May 30th, 2007 at 1:12 pm
Interesting choice of 2 websites to be thinking on at one time. What’s the relationshgip between the 2? They are diametrically opposed, antithetical and mutually exclusive. One asserts that there is a God who is the creator and sustainer of all that is. The designer and Master planer. The other posits, just as emphatically that there is no god and we (and all that is) are here by cosmic accident and the random process of natural selection, totally devoid of any plan or design. Allegience to one necessarily requires total rejection of the other. Trying to hold to both at the same time is an exercise in futility and intellectual folly.
What am I missing here?

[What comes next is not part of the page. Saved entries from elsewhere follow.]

PR #728, opened 2026-09-06
Seed the two unseeded RNG uniformity tests so they cannot fail by chance

ciaranra:
## Summary

`test_randint_uniformity` and `test_choice_uniformity` in `python/pecos-rslib/tests/test_numpy_random_comparison.py` run a chi-square test at `p > 0.01` on unseeded draws. By construction that fails about one CI run in a hundred; it took down the `pr-core-python (rest)` shard on #711 (p=0.0093) for a change that does not touch the RNG.

Every other statistical test in the file already calls `pc.random.seed(...)` "for deterministic test behavior". This applies the same convention to the two that were missed, with seeds not used elsewhere in the file.

## Verification

```
uv run --frozen pytest python/pecos-rslib/tests/test_numpy_random_comparison.py -k uniformity
```

4 passed. `pre-commit run --files` on the changed file: all hooks pass.

### DIFF
--- a/python/pecos-rslib/tests/test_numpy_random_comparison.py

I don’t get it.
May 31st, 2007 at 9:06 am
OK, if your going to try to say something smart, you should at least spell it right….

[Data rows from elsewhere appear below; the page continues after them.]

PR #731, opened 2026-09-06
Record typed named results on the QIS route and turn program exits and panics into shot outcomes

ciaranra:
## Why

Guppy programs are moving onto the QIS engine (Selene runtime) as their default route. Two gaps in that engine blocked the move; both are contract defects surfaced by running the full Guppy test tree on the QIS route:

- `result("tag", value)` lowers to `print_bool`, `print_int`, `print_uint`, `print_float` and their `_arr` forms. The QIS FFI exported only `print_bool`, `print_int` and `print_bool_arr`, and `print_int` recorded only the values 0 and 1, silently dropping every other integer. Float and array-typed results could not even be linked.
- `panic(code, message)` called `std::panic!` inside an `extern "C"` function. A Guppy division by zero therefore aborted the whole Python process instead of failing the shot.

## What changes

**Typed named results.** Every `print_*` entry point exists on both string ABIs (the length-prefixed direct form and the Selene-shim plain form, which now forwards `i64`, `u64`, `f64` and their arrays instead of printing them). Storage is typed per tag and follows the declared call types; a tag that mixes bool and integer calls widens to integer, while signed versus unsigned and float versus anything else are loud errors that fail the shot. The JSON transport carries an explicit element type and the reader rejects unknown types. Shot data keeps the existing rule (one element is a scalar, otherwise a vector), bools stay `U32`, integers become `I64`/`U64`, floats `F64`. Programs that only record bools produce byte-identical shot data and traces.

**Detector convention preserved.** An integer result whose elements are all 0 or 1 stores a bool named-result trace and drains its measurement reads exactly as the old `print_int` did for 0/1, so cultivation-style constant detectors keep working in `DetectorErrorModel.from_guppy`. Other integers and all floats store no trace and drain nothing, which keeps the previous provenance attribution for later bool detectors.

**Exits and panics.** Guppy `exit` (signals 0 to 1000) and `panic` (signal + 1000) both lower to the same `panic` symbol and differ only by code. The FFI now records the code and message on the execution context and transfers control back through the shim's existing `setjmp` wrapper. An exit ends the shot normally with the results recorded so far, and later shots run; a panic fails the shot with the program's own message (`Attempted division by 0` for a Guppy division by zero). The shim no longer treats sub-1000 codes as "recoverable" success. The `Drop` mitigation for the macOS TLS teardown hang is kept.

Static operation collection now runs with an execution context too, so typed outputs and program errors are captured there; that context resets pending reads at collection start and is freed at collection return.

## Verification

- `cargo test -p pecos-qis-ffi` (118 unit tests incl. a full first-type by second-type widening matrix, exit/panic classification for codes -1, 0, 1, 999, 1000, 1001, 1002, provenance attribution, context ownership) and `cargo test -p pecos-qis` (51).
- New `tests/guppy/test_qis_typed_results.py`: int, float, bool, array, repeated and measurement-dependent tags with identical register sets across shots; `exit` keeping results across shots; division by zero raising and the process surviving; the Base QIS plugin path through the C shim for `i64`, `u64`, `f64`.
- Full `guppy`, `pecos`, `qec` lanes: 5,107 passed, 0 failed. `pecos-rslib` lane 2,296 passed. `pre-commit`, `cargo fmt`, `cargo clippy --workspace --all-targets -D warnings` clean.
- Three rounds of independent adversarial review; the pinned oracle `test_selene_interface_integration.py::test_qis_trace_capture_supports_leakage_measurement_futures` is unchanged from `dev`.

## Known limits

- A conditional `exit` before a program's last `result()` call yields a per-shot register-count mismatch, the same shape rule that applies to untagged measurements inside loops.
- The exit/panic code convention is guppylang's and is applied at the C ABI to every producer.
- The mixed-type shot error from `pecos-results` names neither the register nor the shot; follow-up.


ciaranra:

relationshgip = relationship
planer = planner
:-]
dad
May 31st, 2007 at 10:15 am
Dad, the problem with your criticism is, of course, the idea of allegiance to an idea. You have probably heard the aphorism, “The map is not the territory.” It is to God and Reality that I give my allegiance, not to the maps we have devised to describe and understand them.
If one map accounts for significant features of the land that another fails to note, it’s best to carry them both and consult each where it’s appropriate and useful. The Bible is an excellent but (necessarily) incomplete map. It tells us that God created the world, but it does not account for how it was done (laws of physics, genetics and so on). Evolution offers us a viable model for one aspect of how it happened but fails to tell us who is responsible for designing the process. This too is incomplete.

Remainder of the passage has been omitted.